_Dataset entries:_

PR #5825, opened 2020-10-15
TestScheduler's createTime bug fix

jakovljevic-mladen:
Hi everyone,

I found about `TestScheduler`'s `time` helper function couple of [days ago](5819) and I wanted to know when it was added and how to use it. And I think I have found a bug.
---
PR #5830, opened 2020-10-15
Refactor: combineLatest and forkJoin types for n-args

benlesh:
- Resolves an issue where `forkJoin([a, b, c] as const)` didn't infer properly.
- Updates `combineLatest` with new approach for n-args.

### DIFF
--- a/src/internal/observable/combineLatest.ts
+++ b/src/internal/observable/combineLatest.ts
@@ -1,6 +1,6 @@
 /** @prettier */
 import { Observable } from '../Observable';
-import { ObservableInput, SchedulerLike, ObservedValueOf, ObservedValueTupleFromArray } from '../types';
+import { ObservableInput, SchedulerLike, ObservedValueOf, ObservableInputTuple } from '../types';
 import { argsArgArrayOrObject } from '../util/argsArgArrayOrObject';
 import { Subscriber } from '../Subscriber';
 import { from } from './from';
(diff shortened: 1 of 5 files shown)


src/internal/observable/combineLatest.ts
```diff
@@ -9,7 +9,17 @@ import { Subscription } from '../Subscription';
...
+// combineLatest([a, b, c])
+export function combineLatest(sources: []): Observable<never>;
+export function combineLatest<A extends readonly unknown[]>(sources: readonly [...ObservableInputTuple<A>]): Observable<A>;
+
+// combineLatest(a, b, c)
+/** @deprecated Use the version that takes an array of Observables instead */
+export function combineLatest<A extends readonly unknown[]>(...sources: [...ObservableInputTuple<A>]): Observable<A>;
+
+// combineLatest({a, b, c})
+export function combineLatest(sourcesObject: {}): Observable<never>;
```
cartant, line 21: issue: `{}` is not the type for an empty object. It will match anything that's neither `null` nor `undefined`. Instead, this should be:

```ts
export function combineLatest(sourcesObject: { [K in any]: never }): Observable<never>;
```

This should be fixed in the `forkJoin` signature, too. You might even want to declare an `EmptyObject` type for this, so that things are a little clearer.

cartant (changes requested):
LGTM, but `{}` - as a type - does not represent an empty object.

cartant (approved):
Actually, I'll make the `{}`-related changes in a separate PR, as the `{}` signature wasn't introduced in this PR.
...
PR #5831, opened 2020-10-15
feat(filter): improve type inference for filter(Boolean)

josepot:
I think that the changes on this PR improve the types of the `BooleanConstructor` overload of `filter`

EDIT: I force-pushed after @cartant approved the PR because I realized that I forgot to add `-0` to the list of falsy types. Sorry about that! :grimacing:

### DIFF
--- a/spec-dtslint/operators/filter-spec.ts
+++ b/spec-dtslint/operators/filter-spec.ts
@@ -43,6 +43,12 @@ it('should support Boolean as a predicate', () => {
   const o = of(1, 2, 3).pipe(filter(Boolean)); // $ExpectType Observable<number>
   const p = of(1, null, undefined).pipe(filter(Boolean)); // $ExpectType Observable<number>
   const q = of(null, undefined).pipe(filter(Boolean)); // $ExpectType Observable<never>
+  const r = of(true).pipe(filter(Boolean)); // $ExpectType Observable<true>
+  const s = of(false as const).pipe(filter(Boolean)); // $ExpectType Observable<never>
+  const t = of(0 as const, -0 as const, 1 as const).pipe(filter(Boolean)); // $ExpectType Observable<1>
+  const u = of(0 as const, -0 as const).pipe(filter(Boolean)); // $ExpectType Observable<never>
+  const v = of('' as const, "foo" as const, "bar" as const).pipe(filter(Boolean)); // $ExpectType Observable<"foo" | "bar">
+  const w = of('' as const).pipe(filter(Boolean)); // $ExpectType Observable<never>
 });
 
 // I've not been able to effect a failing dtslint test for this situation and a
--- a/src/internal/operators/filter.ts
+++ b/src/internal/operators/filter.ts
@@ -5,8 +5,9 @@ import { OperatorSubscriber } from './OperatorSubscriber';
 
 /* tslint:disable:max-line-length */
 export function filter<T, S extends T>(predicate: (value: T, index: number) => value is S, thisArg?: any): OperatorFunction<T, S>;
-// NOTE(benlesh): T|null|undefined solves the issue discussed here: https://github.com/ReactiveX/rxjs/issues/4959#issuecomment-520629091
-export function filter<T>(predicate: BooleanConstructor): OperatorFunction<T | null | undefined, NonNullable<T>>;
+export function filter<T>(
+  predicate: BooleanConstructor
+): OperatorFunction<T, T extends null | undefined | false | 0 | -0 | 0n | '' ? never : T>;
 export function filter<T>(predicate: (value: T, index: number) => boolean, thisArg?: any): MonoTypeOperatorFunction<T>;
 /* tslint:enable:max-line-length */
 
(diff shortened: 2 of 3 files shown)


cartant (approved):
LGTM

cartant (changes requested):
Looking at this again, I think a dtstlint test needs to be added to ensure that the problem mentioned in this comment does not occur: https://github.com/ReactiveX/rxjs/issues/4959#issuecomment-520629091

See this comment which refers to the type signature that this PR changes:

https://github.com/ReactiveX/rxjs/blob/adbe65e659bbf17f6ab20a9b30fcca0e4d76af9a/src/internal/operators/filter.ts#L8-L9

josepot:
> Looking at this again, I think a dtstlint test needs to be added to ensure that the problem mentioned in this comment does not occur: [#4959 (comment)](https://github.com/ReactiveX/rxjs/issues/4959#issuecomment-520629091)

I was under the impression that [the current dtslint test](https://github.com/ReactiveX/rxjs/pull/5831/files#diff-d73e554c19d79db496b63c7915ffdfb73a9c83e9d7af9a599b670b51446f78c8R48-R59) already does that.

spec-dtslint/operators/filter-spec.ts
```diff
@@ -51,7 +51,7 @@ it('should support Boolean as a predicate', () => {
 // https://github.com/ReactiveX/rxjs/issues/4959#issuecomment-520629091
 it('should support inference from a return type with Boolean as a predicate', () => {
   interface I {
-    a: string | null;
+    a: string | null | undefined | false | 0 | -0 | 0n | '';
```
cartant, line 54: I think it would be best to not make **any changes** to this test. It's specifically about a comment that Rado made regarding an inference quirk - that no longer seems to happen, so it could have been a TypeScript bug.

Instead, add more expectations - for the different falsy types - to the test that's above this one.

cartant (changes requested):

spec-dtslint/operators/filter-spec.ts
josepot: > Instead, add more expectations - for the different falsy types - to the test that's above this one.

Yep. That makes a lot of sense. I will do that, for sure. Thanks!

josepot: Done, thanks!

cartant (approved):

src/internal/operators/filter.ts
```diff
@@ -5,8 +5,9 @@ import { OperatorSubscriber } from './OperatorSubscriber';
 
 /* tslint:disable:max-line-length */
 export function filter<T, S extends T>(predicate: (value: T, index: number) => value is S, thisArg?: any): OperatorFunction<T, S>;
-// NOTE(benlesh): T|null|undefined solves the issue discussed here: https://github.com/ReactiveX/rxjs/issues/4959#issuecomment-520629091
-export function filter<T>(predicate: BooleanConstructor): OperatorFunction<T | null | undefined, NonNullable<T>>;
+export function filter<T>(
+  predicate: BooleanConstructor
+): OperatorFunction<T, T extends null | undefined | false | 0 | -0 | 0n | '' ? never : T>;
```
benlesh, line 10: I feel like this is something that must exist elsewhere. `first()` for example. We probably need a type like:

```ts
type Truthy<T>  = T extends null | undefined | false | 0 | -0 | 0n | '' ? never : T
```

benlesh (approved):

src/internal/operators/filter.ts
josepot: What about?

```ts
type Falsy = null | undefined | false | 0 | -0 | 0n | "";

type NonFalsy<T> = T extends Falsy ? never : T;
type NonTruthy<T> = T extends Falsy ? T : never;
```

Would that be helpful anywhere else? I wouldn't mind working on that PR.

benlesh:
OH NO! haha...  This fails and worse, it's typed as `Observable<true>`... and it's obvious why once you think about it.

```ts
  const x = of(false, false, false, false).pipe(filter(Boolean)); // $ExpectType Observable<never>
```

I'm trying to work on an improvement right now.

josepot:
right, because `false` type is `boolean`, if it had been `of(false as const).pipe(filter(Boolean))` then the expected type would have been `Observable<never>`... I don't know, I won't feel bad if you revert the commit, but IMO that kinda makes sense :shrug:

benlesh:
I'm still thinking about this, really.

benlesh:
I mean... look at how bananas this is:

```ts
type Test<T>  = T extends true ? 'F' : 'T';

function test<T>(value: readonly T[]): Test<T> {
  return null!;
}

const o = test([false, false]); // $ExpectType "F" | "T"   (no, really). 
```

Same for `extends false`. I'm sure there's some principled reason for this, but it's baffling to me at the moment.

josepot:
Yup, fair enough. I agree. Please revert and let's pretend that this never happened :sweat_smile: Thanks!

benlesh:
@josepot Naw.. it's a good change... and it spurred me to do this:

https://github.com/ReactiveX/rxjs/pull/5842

_Work request:_ Look for the string "mentioned" in the records, and copy every line where it is found.

_Answer:_
Looking at this again, I think a dtstlint test needs to be added to ensure that the problem mentioned in this comment does not occur: https://github.com/ReactiveX/rxjs/issues/4959#issuecomment-520629091
> Looking at this again, I think a dtstlint test needs to be added to ensure that the problem mentioned in this comment does not occur: [#4959 (comment)](https://github.com/ReactiveX/rxjs/issues/4959#issuecomment-520629091)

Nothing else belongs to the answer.